With zero reducers, all instances of matching patterns are gathered together in one file on HDFS. With one reducer, instances of matching patterns are stored in multiple files on HDFS.

Option D

With zero reducers, instances of matching patterns are stored in multiple files on HDFS. With one reducer, all instances of matching patterns are gathered together in one file on HDFS.

Correct Answer D
Explanation Explanation: * It is legal to set the number of reduce-tasks to zero if no reduction is desired. In this case the outputs of the map-tasks go directly to the FileSystem, into the output path set by setOutputPath(Path). The framework does not sort the map-outputs before writing them out to the FileSystem. * Often, you may want to process input data using a map function only. To do this, simply set mapreduce.job.reduces to zero. The MapReduce framework will not create any reducer tasks. Rather, the outputs of the mapper tasks will be the final output of the job. Note: Reduce In this phase the reduce(WritableComparable, Iterator, OutputCollector, Reporter) method is called for each pair in the grouped inputs.

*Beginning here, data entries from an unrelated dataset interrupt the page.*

PR #1899, opened 2024-08-28
[Copilot] GetCopilotCapabilityStatus subscriber not exiting for other capabilities

darjoo:
#### Summary 
The event is used by platform only, but now that we have other apps that will be called from platform, this subscriber needs to only handle the capabilities it knows of.

#### Work Item(s) 
Fixes [AB#546657](https://dynamicssmb2.visualstudio.com/1fcb79e7-ab07-432a-a3c6-6cf5a88ba4a5/_workitems/edit/546657)


src/System Application/App/AI/src/Copilot/CopilotCapabilityImpl.Codeunit.al
```diff
@@ -277,6 +277,10 @@ codeunit 7774 "Copilot Capability Impl"
     begin
         CopilotCapability := Enum::"Copilot Capability".FromInteger(Capability);
 
+        if (CopilotCapability <> Enum::"Copilot Capability"::Chat) or
```
gggdttt: Not sure if we should throw an error here.

gggdttt: Feel free to  resolve it if there is reason we cannot throw error from here

gggdttt (approved):

src/System Application/App/AI/src/Copilot/CopilotCapabilityImpl.Codeunit.al
darjoo: We should not be throwing an error. The subscriber should not handle this if it is not of these types

Aleyenda (dismissed):

Aleyenda (approved):

PR #1927, opened 2024-09-02
[AI Test Tool] Improve compare page

stkillen:
### Summary 
This PR adds some improvements to the compare page, specifically:
1. Introduce new page that shows entire history of runs
1. Add capability to view by tag or version
1. Allow filtering results to specific test lines
1. Improve the tool tips, captions and variable names. Delete unused fields and pages
1. Introduce new page for viewing test input/output and comparing
1. Add missing objects to permission sets

#### Run history page, view by version:
image

#### Run history page, view by tag:
image

#### Run history page, filter history to specific lines:
image

#### Compare test data
image

#### Work Item(s) 
Fixes [AB#541857](https://dynamicssmb2.visualstudio.com/Dynamics%20SMB/_workitems/edit/541857/)


src/Tools/AI Test Toolkit/src/Logs/AITLogEntries.Page.al
```diff
@@ -280,34 +280,13 @@ page 149033 "AIT Log Entries"
         ShowSensitiveData: Boolean;
 
     trigger OnAfterGetRecord()
+    var
+        AITLogEntryCU: Codeunit "AIT Log Entry";
```
nikolakukrika: Good rule is no abbreviations. CU for me is See you :D
Maybe AITLogEntryCodeunit?

src/Tools/AI Test Toolkit/src/Logs/AITLogEntry.Codeunit.al
```diff
@@ -5,21 +5,163 @@
...
         AITLogEntry.Run();
     end;
+
+    procedure UpdateRunHistory(Code: Code[100]; LineNo: Integer; AITViewBy: Enum "AIT Run History - View By"; var TempAITRunHistory: Record "AIT Run History" temporary)
+    var
+        AITRunHistory: Record "AIT Run History";
+        SeenTags: List of [Text[20]];
+    begin
+        TempAITRunHistory.DeleteAll();
+        AITRunHistory.SetRange("Test Suite Code", Code);
```
t-prda, line 51: Are we missing any filters before AITRunHistory.FindSet()?
If not, then can we do the AITRunHistory.FindSet() once and do the check for ViewBy inside the repeat?

src/Tools/AI Test Toolkit/src/Logs/AITLogEntries.Page.al
```diff
@@ -87,8 +87,11 @@ page 149033 "AIT Log Entries"
                     ToolTip = 'Specifies the test input of the test.';
 
                     trigger OnDrillDown()
+                    var
+                        AITTestData: Page "AIT Test Data Compare";
                     begin
-                        Message(Rec.GetInputBlob());
+                        AITTestData.SetRecord(Rec);
+                        AITTestData.Run();
```
nikolakukrika: Why not a static invocation - Page.Run(Page::"AIT Test Data Compare", Rec)?

src/Tools/AI Test Toolkit/src/Logs/AITLogEntry.Codeunit.al
```diff
@@ -5,21 +5,163 @@
...
+                        TempAITRunHistory.Insert();
+                    end;
+                    SeenTags.Add(AITRunHistory.Tag);
+                until AITRunHistory.Next() = 0;
+
+        if (LineNo <> 0) then
+            TempAITRunHistory.SetRange("Line No. Filter", LineNo)
+    end;
+
+    procedure LookupTestMethodLine(TestSuiteCode: Code[100]; var LineNoFilter: Text; var LineNo: Integer)
```
nikolakukrika: Maybe this should go to the different codeunit, like test suite management? Do we have anything similar there?

src/Tools/AI Test Toolkit/src/Logs/AITLogEntry.Codeunit.al
```diff
@@ -5,21 +5,163 @@
...
+            exit;
+
+        AITTestMethodLines.GetRecord(AITTestMethodLine);
+
+        AITTestMethodLine.CalcFields("Codeunit Name");
+        LineNoFilter := StrSubstNo(LineNoFilterLbl, AITTestMethodLine."Codeunit ID", AITTestMethodLine."Codeunit Name", AITTestMethodLine."Input Dataset");
+        LineNo := AITTestMethodLine."Line No.";
+    end;
+
+    procedure UpdateTestInput(TestInput: Text; TestInputView: Enum "AIT Test Input - View"): Text
```
nikolakukrika: Same comment for the methods below, it seems like it should go to the different object.

src/Tools/AI Test Toolkit/src/Logs/AITTestDataCompare.Page.al
```diff
@@ -0,0 +1,94 @@
...
+                                UpdateTestData();
+                            end;
+                        }
+
+                        part("Data Output"; "AIT Test Data")
+                        {
+                        }
+                    }
+
+
```
nikolakukrika, line 71: many blank lines

src/Tools/AI Test Toolkit/src/Logs/AITTestDataCompare.Page.al
```diff
@@ -0,0 +1,94 @@
...
+                            trigger OnValidate()
+                            begin
+                                UpdateTestData();
+                            end;
+                        }
+
+                        part("Data Output"; "AIT Test Data")
+                        {
+                        }
```
nikolakukrika, line 68: Consider adding caption

src/Tools/AI Test Toolkit/src/Logs/AITLogEntries.Page.al
```diff
@@ -241,7 +247,20 @@ page 149033 "AIT Log Entries"
...
+                Image = CompareCOA;
+                ToolTip = 'View Test Data.';
 
+                trigger OnAction()
+                var
+                    AITTestData: Page "AIT Test Data Compare";
+                begin
+                    AITTestData.SetRecord(Rec);
+                    AITTestData.Run();
+                end;
```
Groenbech96, line 254: RunTrigger? is that possible

nikolakukrika (approved):

src/Tools/AI Test Toolkit/src/Logs/AITLogEntry.Codeunit.al
```diff
@@ -5,21 +5,163 @@
...
     Access = Internal;
 
+    var
+        LineNoFilterLbl: Label 'Codeunit %1 "%2" (Input: %3)', Locked = true;
+
     procedure DrillDownFailedAITLogEntries(AITSuiteCode: Code[100]; LineNo: Integer; VersionNo: Integer)
     var
         AITLogEntries: Record "AIT Log Entry";
+    begin
+        AITLogEntries.SetRange(Version, VersionNo);
```
Groenbech96, line 16: Add index for this.

src/Tools/AI Test Toolkit/src/Logs/AITLogEntry.Codeunit.al
```diff
@@ -5,21 +5,163 @@
...
+        DrillDownFailedAITLogEntries(AITLogEntries, AITSuiteCode, LineNo);
+    end;
+
+    procedure DrillDownFailedAITLogEntries(AITSuiteCode: Code[100]; LineNo: Integer; Tag: Text[20])
+    var
+        AITLogEntries: Record "AIT Log Entry";
+    begin
+        AITLogEntries.SetRange(Tag, Tag);
```
Groenbech96, line 24: Index

src/Tools/AI Test Toolkit/src/Logs/AITLogEntry.Codeunit.al
```diff
@@ -5,21 +5,163 @@
...
+        DrillDownFailedAITLogEntries(AITLogEntries, AITSuiteCode, LineNo);
+    end;
```
Groenbech96, line 26: Why not just set filter where you call this function? instead of having two new functions that does nothing

src/Tools/AI Test Toolkit/src/Logs/AITLogEntry.Codeunit.al
```diff
@@ -5,21 +5,163 @@
...
+                repeat
+                    if not SeenTags.Contains(AITRunHistory.Tag) then begin
+                        TempAITRunHistory.TransferFields(AITRunHistory);
+                        TempAITRunHistory.Insert();
+                    end;
+                    SeenTags.Add(AITRunHistory.Tag);
+                until AITRunHistory.Next() = 0;
+
+        if (LineNo <> 0) then
+            TempAITRunHistory.SetRange("Line No. Filter", LineNo)
```
Groenbech96: This part is confusing. Rest of code seems to populate the temp record. 
Maybe move out of function to make this function easier to understand.

Groenbech96: Maybe call it GetRunHistory instead.

src/Tools/AI Test Toolkit/src/Logs/AITLogEntry.Codeunit.al
```diff
@@ -5,21 +5,163 @@
...
+    var
+        AITTestMethodLine: Record "AIT Test Method Line";
+        AITTestMethodLines: Page "AIT Test Method Lines Lookup";
+    begin
+        AITTestMethodLine.SetRange("Test Suite Code", TestSuiteCode);
+
+        AITTestMethodLines.SetTableView(AITTestMethodLine);
+        AITTestMethodLines.LookupMode(true);
+
+        if not (AITTestMethodLines.RunModal() = Action::LookupOK) then
```
Groenbech96: <> intead of a negated =

src/Tools/AI Test Toolkit/src/Logs/AITRunHistory.Page.al
```diff
@@ -0,0 +1,222 @@
...
+    end;
+
+    local procedure UpdateRunHistory()
+    var
+        AITLogEntry: Codeunit "AIT Log Entry";
+    begin
+        if not ApplyLineFilter then
+            LineNo := 0;
+
+        AITLogEntry.UpdateRunHistory(TestSuiteCode, LineNo, ViewBy, Rec);
```
Groenbech96: Probably just do filter here after Get or before, what with the LineNo. Then remove it as param.

src/Tools/AI Test Toolkit/src/Logs/AITLogEntry.Codeunit.al
```diff
@@ -5,21 +5,163 @@
...
+        else
+            TestData.Initialize(TestDataText);
+    end;
+
+    local procedure GetTestDataElement(ElementName: Text; TestData: Codeunit "Test Input Json"): Text
+    var
+        ElementTestDataJson: Codeunit "Test Input Json";
+        ElementExists: Boolean;
+    begin
+        ElementTestDataJson := TestData.ElementExists('turns', ElementExists);
```
Groenbech96: This function is totally opposite once expectation. It saus "ElementExists" so i would think it returns a bool. 
but no, it returns data? and also takes a bool param.

src/Tools/AI Test Toolkit/src/Logs/AITLogEntry.Codeunit.al
```diff
@@ -5,21 +5,163 @@
...
+            TestInputView::Question:
+                exit(GetTestDataElement('question', TestData));
+            TestInputView::Context:
+                exit(GetTestDataElement('context', TestData));
+            TestInputView::"Test Setup":
+                exit(GetTestDataElement('test_setup', TestData));
+            TestInputView::"Ground Truth":
+                exit(GetTestDataElement('ground_truth', TestData));
+            TestInputView::"Expected Data":
+                exit(GetTestDataElement('expected_data', TestData));
```
Groenbech96: Good candiate for using an interface instead. The seems like something that should be an Enum, then we can add to it as requirements expand.

src/Tools/AI Test Toolkit/src/Logs/AITRunHistory.Page.al
```diff
@@ -0,0 +1,222 @@
...
+                        ToolTip = 'Specifies the version.';
+                    }
+                    field(Tag; Rec.Tag)
+                    {
+                        Caption = 'Tag';
+                        ToolTip = 'Specifies the tag of the version.';
+                    }
+                    field("No. of Tests - By Version"; Rec."No. of Tests Executed")
+                    {
+                        Visible = ViewBy = ViewBy::Version;
```
Groenbech96, line 98: Instead of trying to do this ViewBy stuff, why not just use filters normally? 
Then you dont need the table to contain both things either? And people can use BC platform filters as normal.

src/Tools/AI Test Toolkit/src/Logs/AITRunHistory.Page.al
```diff
@@ -0,0 +1,222 @@
...
+                        Editable = false;
+                        Caption = 'No. of Tests Failed';
+                        ToolTip = 'Specifies the number of tests that failed in the version.';
+                        Style = Unfavorable;
+
+                        trigger OnDrillDown()
+                        var
+                            AITLogEntryCU: Codeunit "AIT Log Entry";
+                        begin
+                            AITLogEntryCU.DrillDownFailedAITLogEntries(Rec."Test Suite Code", Rec."Line No. Filter", Rec.Version);
```
Groenbech96:
```suggestion
                            Rec.SetRange(Version, Rec.Version)
                            AITLogEntryCU.DrillDownFailedAITLogEntries(Rec."Test Suite Code", Rec."Line No. Filter");
```

Groenbech96: This is where this function was used. Why not just set range here.

Groenbech96 (commented):
Left some inital comments. Lets go over them first, then i will continue review the rest.

Groenbech96 (changes requested):
Left some inital comments. Lets go over them first, then i will continue review the rest.

src/Tools/AI Test Toolkit/src/Logs/AITLogEntry.Codeunit.al
stkillen: It's specifically related to viewing test data, which is stored in AIT Log Entry. It's not really relevant in another context. I think this is more accurate placement of the function than placing it in a generic management codeunit that already has way to wide of a responsibility?

src/Tools/AI Test Toolkit/src/Logs/AITLogEntry.Codeunit.al
stkillen: It's specifically related to viewing test data, which is stored in AIT Log Entry. It's not really relevant in another context. I think this is more accurate placement of the function than placing it in a generic management codeunit that already has way to wide of a responsibility?

src/Tools/AI Test Toolkit/src/Logs/AITLogEntry.Codeunit.al
stkillen: It is already an enum. I think implementing an interface for this scenario seems a little over-engineered. Should I then have 7 implementation codeunits with a single 1-line function? Or what is your suggestion here?

src/Tools/AI Test Toolkit/src/Logs/AITLogEntry.Codeunit.al
stkillen: The bool param is passed by var and set to true/false depending on whether the element exist. Then the data is also returned if it exist. I didn't implement this functionality, simply using existing functionality in data-driven framework.

src/Tools/AI Test Toolkit/src/Logs/AITRunHistory.Page.al
stkillen: Why even have function in the first place? We could just do everything in-line here?

I like that it's clean on the page and code is in the codeunit. Generally we also want to remove code from pages and have it in codeunits. It's more of a philosophical discussion about when you should create a function...
If I had to SetRange on 5 fields, would you agree that it's right to move it to a separate function in a codeunit so we avoid having code on the page? If not, wow many lines of code do you need before you should have a separate function?

I think it makes sense to have these overloads, to be able to filter on a specific version or tag when opening the page. From an API pov it also makes sense to have them.

src/Tools/AI Test Toolkit/src/Logs/AITRunHistory.Page.al
stkillen: Again, I think we should centralize code in codeunits when possible.

src/Tools/AI Test Toolkit/src/Logs/AITRunHistory.Page.al
stkillen: You can't do that with normal filters.. It's aggregated data based on either version or tag. That's the whole reason I had to do that

src/Tools/AI Test Toolkit/src/Logs/AITLogEntry.Codeunit.al
stkillen: This sets the flowfilter on the record. I think it's ok to populate and set a filter in one function? 

Renamed to GetRunHistory

src/Tools/AI Test Toolkit/src/Logs/AITRunHistory.Page.al
stkillen: The number of records that we need to display is different based on the view. If it's version, then we need to get the aggregated numbers for each version, but you can have multiple versions with the same tag. 

So, resolving this as it's not possible to achieve the desired functionality with just normal filters.

src/Tools/AI Test Toolkit/src/Logs/AITLogEntry.Codeunit.al
stkillen: Resolving as it's already an enum and implementing an interface and 7 implementations seems over-engineered for this purpose. Please reopen if you disagree.

src/Tools/AI Test Toolkit/src/Logs/AITRunHistory.Page.al
stkillen: Resolving as I think it's worth abstracting this in it's own overloaded function.

src/Tools/AI Test Toolkit/src/Logs/AITLogEntry.Codeunit.al
stkillen: They don't do nothing. I think it's nice having this in it's own separate function and not having to do part of the filtering happen on the page and the other part in the codeunit. This makes it clearer what's happening and what's being filtered on imo.

src/Tools/AI Test Toolkit/src/Logs/AITLogEntry.Codeunit.al
stkillen: Added

src/Tools/AI Test Toolkit/src/Logs/AITLogEntry.Codeunit.al
stkillen: Added

src/Tools/AI Test Toolkit/src/Logs/AITLogEntry.Codeunit.al
stkillen: Actually, this specific method makes sense to move to Test Suite Mgt. 

The others you mentioned probably do not belong in either, so I created two new codeunits for them and moved them there.

src/Tools/AI Test Toolkit/src/Logs/AITLogEntry.Codeunit.al
stkillen: Moved to AIT Test Data codeunit.

src/Tools/AI Test Toolkit/src/Logs/AITLogEntries.Page.al
stkillen: CU is widely used as codeunit around the product, but changed to codeunit.

src/Tools/AI Test Toolkit/src/Logs/AITLogEntries.Page.al
stkillen: Fixed

Groenbech96 (dismissed):
LGTM

darjoo (approved):

gggdttt (approved):

PR #1973, opened 2024-09-06
Re-enable Retention Policy tests

### LINKED ISSUE #1947: [Bug]: Retention Policy Filtering SetSelectedSystemId
### Describe the issue

In the Codeunit 3915 "Reten. Pol. Filtering Impl." in the procedure SetSelectedSystemId the else statement is on the wrong ir-statement. It should be for `if IsSelected then` and not for `if not SelectedSystemIds.ContainsKey(SelectedSystemId) then`.

https://github.com/microsoft/BCApps/blob/832c37a2fee659ce038c48d9016eebf610ebfcaa/src/System%20Application/App/Retention%20Policy/src/Apply%20Retention%20Policy/RetenPolFilteringImpl.Codeunit.al#L276

This influences the record counter and could lead to the wrong wrong outcome of the retention policy deletion.
For example many customers and partners have problem with the change log and maybe this could solve the issue. 

I think the list gets longer and even when removing the entries to delete, it will not be removed instead kept in the list to delete. Because the marks get removed but not the buffer, the counter gets wrong in the `ApplyRetentionPolicySubSetFilters` procedure of the same codeunit.

https://github.com/microsoft/BCApps/blob/832c37a2fee659ce038c48d9016eebf610ebfcaa/src/System%20Application/App/Retention%20Policy/src/Apply%20Retention%20Policy/RetenPolFilteringImpl.Codeunit.al#L120

### Expected behavior

The counter should be updated correct.

### Steps to reproduce

.

### Additional context

_No response_

grobyns:
#### Summary 
re-enabling retention policy tests

#### Work Item(s) 
Fixes [AB#488830](https://dynamicssmb2.visualstudio.com/1fcb79e7-ab07-432a-a3c6-6cf5a88ba4a5/_workitems/edit/488830)
Fixes #1947


src/System Application/App/Retention Policy/app.json
```diff
@@ -74,8 +74,8 @@
   ],
   "internalsVisibleTo": [
     {
-      "id": "489a0bcb-0619-4bd1-b626-9f30dbe8af4d",
-      "name": "Retention Policy Test",
+      "id": "33003b8a-f6d8-4efe-af22-1a8cb8fbacbe",
+      "name": "Retencion Policy Test Library",
```
aholstrup1:
```suggestion
      "name": "Retention Policy Test Library",
```

Or Retención to give it more of a Spanish touch 😄

aholstrup1 (approved):

src/System Application/App/Retention Policy/app.json
grobyns: nice catch :P

aholstrup1 (approved):

mazhelez (approved):

haoranpb:
@grobyns @nikolakukrika  I know this is a bit old history, but can you help me understand why does this test codeunit needs `TestIsolation=Dsiabled`?

Tried it locally, the tests are indeed only passing when running it with this `codeunit 130451 "Test Runner - Isol. Disabled"`. But not sure I understand why after reading the code... (e.g. [TestLogError](https://github.com/microsoft/BCApps/blob/d238f297b45fc78a0a920e6d5fb7695ec46967be/src/System%20Application/Test/Retention%20Policy/src/RetentionPolicyLogTest.Codeunit.al#L76))

I assume this is because `asserterror` behaviors differently between Test Runners? I guess the part that confuses me: this has nothing to do with [TestIsolation](https://learn.microsoft.com/en-us/dynamics365/business-central/dev-itpro/developer/properties/devenv-testisolation-property) in the sense that tests can be isolated from each other

PR #1976, opened 2024-09-09
Use AppId function to delete orphaned extension data AB#534788

ehenriksen9:
Problem: Before apps not installed since 14.x might be missing a package ID. So we are unable to delete them by packageID

Fix: Delete by AppId

Fixes: [AB#534788](https://dynamicssmb2.visualstudio.com/1fcb79e7-ab07-432a-a3c6-6cf5a88ba4a5/_workitems/edit/534788)

### DIFF
--- a/src/System Application/App/Extension Management/src/ExtensionInstallationImpl.Codeunit.al
+++ b/src/System Application/App/Extension Management/src/ExtensionInstallationImpl.Codeunit.al
@@ -53,7 +53,8 @@ codeunit 2500 "Extension Installation Impl"
         exit(not NAVAppInstalledApp.IsEmpty());
     end;
 
-    procedure IsInstalledByAppId(AppID: Guid): Boolean
+
+    procedure IsInstalledByAppId(AppId: Guid): Boolean
     var
         [SecurityFiltering(SecurityFilter::Ignored)]
         NAVAppInstalledApp: Record "NAV App Installed App";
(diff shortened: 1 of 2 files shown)


ehenriksen9:
> > ```
> > ```

kalberes (approved):

src/System Application/App/Extension Management/src/ExtensionInstallationImpl.Codeunit.al
```diff
@@ -241,6 +241,18 @@ codeunit 2500 "Extension Installation Impl"
...
+        AssertIsInitialized();
+        DotNetNavAppALInstaller.ALUninstallNavAppByAppId(AppId, ClearData, ClearSchema);
+
+        if IsInstalledByAppId(AppId) then
+            exit(false);
+
+        exit(true);
+    end;
+
     procedure UninstallExtensionWithConfirmDialog(PackageId: Guid; ClearData: Boolean; ClearSchema: Boolean): Boolean
```
qutreson, line 256: Do we need the App ID on these ones too? Or this is not a problem since installed apps are not from BC14 and older?

qutreson (approved):

src/System Application/App/Extension Management/src/ExtensionInstallationImpl.Codeunit.al
ehenriksen9: Yep I haven't seen any cases of installed apps missing package ID, i think it's not possible.

PR #1990, opened 2024-09-10
Delete TenantMediaSet in Batch and safeguard loading detached media

haoranpb:
#### Summary

The PR consists of two parts:
1. Safeguard loading detached media. Loading detached media to temp record could fail (observed in Telemetry) with duplicated ID, using `if ... then ...` so safeguard the insert.
2. Delete Tenant Media Set in batch and Commit between each batch. Just like what we did with Tenant Media, providing the ability to clean up even when there are large number of records.

The code change should be covered by test case: `EnsureDetachedMediaAndMediaSetAreCleanedUp`

#### Work Item(s)

Fixes AB#548323


darjoo (approved):

Groenbech96 (approved):
LGTM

The output of the reduce task is typically written to the FileSystem via OutputCollector.collect(WritableComparable, Writable). Applications can use the Reporter to report progress, set application-level status messages and update Counters, or just indicate that they are alive. The output of the Reducer is not sorted.


Question ID 12482

Determine which best describes when the reduce method is first called in a MapReduce
job?

Option A

Reducers start copying intermediate key-value pairs from each Mapper as soon as it has completed. The programmer can configure in the job what percentage of the intermediate data should arrive before the reduce method begins.

Option B

Reducers start copying intermediate key-value pairs from each Mapper as soon as it has completed. The reduce method is called only after all intermediate data has been copied and sorted.

Option C

Reduce methods and map methods all start at the beginning of a job, in order to provide optimal performance for map-only or reduce-only jobs.

Option D

Reducers start copying intermediate key-value pairs from each Mapper as soon as it has completed. The reduce method is called as soon as the intermediate key-value pairs start to arrive.

Correct Answer B
Explanation Reference: 24 Interview Questions & Answers for Hadoop MapReduce developers , When is the reducers are started in a MapReduce job?